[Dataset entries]
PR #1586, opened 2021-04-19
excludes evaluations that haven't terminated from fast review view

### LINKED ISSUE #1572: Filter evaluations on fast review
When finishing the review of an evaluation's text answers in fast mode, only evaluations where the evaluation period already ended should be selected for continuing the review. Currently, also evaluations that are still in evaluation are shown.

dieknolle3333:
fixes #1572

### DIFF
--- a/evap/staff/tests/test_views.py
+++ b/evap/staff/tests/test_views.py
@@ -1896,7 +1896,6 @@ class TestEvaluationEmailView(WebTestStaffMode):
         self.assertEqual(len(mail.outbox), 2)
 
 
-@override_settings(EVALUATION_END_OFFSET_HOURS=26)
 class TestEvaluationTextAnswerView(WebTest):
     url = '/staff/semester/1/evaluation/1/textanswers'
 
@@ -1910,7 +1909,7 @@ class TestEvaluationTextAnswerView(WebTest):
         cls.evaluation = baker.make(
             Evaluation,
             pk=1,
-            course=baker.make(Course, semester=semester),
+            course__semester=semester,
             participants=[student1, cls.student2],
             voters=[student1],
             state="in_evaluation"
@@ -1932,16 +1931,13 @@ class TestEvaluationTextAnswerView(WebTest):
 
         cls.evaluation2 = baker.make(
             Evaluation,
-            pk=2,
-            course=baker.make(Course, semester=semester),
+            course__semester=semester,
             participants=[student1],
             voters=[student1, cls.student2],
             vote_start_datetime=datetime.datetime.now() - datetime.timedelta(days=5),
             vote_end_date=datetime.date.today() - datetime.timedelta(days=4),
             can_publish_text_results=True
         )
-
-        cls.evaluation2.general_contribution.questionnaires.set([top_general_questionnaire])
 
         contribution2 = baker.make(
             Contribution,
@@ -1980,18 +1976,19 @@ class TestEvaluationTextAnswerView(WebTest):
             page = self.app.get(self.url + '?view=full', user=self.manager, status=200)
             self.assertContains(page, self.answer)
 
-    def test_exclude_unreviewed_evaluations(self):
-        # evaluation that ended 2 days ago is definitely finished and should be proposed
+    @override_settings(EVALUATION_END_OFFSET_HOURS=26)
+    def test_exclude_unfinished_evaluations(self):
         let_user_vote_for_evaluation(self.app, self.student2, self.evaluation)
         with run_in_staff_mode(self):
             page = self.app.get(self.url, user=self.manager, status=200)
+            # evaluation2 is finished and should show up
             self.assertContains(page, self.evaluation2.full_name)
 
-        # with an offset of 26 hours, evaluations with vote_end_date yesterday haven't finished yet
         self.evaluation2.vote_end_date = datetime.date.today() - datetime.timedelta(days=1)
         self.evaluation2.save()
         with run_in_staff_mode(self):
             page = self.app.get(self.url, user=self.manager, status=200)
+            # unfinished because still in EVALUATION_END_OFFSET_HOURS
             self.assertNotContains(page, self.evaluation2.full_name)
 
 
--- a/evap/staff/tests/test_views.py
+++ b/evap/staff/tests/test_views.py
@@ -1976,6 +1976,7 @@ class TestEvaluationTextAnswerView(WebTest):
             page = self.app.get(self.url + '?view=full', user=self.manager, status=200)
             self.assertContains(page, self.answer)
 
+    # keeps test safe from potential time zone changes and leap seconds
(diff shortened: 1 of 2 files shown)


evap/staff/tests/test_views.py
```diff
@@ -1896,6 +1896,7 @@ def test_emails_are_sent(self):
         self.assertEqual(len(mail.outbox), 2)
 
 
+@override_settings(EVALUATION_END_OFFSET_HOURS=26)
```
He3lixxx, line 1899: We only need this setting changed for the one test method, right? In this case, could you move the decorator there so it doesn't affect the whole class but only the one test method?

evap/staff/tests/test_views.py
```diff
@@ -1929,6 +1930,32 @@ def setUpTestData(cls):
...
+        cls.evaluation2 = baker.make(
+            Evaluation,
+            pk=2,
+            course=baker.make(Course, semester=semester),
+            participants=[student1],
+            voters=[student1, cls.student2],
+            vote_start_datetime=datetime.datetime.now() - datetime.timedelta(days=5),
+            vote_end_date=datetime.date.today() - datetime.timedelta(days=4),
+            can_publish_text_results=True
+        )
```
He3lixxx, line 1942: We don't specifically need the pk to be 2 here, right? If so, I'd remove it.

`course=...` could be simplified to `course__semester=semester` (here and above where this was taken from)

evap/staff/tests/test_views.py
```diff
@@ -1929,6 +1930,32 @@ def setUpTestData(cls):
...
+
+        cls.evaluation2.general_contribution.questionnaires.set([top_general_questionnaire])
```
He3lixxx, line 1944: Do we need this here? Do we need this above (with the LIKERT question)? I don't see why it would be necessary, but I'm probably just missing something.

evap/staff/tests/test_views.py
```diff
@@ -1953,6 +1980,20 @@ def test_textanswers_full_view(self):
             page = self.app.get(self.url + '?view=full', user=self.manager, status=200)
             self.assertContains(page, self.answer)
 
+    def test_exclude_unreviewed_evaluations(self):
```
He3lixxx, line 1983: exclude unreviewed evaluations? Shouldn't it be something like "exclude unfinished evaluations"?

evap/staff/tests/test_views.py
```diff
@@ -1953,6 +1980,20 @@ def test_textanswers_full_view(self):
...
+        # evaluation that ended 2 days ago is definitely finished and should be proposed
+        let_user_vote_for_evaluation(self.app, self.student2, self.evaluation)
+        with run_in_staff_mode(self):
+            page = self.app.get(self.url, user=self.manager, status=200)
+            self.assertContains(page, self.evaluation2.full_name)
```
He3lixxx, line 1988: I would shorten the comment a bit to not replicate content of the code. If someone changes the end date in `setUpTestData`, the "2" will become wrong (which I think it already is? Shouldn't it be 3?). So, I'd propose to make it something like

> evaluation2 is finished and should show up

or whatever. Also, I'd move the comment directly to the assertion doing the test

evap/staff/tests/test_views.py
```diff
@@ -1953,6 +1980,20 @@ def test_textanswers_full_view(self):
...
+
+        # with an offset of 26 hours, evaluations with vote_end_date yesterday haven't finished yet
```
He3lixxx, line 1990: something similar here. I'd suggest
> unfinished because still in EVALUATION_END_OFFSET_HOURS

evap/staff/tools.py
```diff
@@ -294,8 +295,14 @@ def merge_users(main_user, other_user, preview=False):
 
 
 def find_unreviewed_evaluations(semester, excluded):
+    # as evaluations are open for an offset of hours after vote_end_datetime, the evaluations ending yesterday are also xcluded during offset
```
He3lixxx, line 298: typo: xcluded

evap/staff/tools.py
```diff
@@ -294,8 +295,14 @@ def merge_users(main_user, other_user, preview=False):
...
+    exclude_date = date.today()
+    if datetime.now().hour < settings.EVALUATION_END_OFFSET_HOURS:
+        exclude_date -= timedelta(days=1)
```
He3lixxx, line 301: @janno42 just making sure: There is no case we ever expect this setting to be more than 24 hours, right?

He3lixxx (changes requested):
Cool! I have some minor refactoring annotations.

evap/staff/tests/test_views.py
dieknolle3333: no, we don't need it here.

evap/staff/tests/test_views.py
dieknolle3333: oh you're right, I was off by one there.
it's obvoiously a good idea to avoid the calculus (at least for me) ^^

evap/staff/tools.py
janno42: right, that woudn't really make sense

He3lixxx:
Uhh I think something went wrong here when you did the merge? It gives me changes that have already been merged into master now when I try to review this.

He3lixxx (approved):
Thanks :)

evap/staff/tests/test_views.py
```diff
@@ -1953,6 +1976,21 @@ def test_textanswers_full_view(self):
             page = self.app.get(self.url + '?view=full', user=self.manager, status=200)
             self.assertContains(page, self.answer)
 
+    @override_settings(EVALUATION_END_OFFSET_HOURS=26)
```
---
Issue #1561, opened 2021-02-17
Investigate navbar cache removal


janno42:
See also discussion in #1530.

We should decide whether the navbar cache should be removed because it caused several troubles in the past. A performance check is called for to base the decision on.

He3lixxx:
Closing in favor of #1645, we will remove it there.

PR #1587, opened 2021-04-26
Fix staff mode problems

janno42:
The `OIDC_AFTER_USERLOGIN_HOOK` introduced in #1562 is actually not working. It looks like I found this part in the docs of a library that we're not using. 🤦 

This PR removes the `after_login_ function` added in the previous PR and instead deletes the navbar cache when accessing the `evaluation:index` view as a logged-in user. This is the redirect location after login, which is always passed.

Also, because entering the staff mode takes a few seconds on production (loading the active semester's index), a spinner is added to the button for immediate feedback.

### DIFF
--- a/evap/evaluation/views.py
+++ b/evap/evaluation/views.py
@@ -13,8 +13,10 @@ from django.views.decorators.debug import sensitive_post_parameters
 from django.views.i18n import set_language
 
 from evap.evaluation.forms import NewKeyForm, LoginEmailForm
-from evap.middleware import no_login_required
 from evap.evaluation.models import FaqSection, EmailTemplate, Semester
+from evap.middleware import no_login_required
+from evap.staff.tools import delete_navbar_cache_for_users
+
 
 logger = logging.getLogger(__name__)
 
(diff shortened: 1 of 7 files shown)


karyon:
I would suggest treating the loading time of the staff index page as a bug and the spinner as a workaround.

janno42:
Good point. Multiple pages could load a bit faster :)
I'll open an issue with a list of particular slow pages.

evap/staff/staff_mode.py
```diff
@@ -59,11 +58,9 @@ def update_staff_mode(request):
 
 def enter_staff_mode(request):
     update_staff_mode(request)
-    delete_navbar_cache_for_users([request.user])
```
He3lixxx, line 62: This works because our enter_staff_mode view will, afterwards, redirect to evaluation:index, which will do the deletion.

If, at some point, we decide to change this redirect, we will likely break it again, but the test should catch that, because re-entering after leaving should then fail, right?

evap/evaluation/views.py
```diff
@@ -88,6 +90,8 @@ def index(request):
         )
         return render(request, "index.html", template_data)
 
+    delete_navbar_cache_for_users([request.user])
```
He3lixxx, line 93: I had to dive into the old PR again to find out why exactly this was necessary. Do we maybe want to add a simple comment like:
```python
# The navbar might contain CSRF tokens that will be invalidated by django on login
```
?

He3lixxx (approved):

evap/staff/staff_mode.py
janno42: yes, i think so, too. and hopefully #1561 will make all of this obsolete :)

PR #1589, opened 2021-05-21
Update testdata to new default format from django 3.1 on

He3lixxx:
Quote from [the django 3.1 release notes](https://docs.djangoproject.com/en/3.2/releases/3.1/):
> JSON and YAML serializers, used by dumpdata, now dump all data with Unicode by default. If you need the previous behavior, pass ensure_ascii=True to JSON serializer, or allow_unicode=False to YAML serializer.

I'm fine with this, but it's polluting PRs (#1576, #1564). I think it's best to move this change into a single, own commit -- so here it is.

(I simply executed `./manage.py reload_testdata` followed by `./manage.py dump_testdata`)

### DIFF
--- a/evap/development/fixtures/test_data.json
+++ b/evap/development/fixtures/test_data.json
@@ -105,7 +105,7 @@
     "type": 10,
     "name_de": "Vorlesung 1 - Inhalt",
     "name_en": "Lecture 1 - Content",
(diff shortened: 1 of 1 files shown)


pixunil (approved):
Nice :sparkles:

**Task goal:** From the entries above, extract every line where the word "middleware" appears.

**Task result:**
-from evap.middleware import no_login_required
+from evap.middleware import no_login_required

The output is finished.